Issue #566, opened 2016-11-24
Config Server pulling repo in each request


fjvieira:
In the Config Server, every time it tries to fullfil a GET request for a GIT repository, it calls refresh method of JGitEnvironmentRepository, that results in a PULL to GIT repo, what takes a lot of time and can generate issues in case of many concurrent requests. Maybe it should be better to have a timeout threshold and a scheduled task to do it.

*Required action*
Write out each line above containing "Server".

*Answer to the exercise*
Config Server pulling repo in each request
In the Config Server, every time it tries to fullfil a GET request for a GIT repository, it calls refresh method of JGitEnvironmentRepository, that results in a PULL to GIT repo, what takes a lot of time and can generate issues in case of many concurrent requests. Maybe it should be better to have a timeout threshold and a scheduled task to do it.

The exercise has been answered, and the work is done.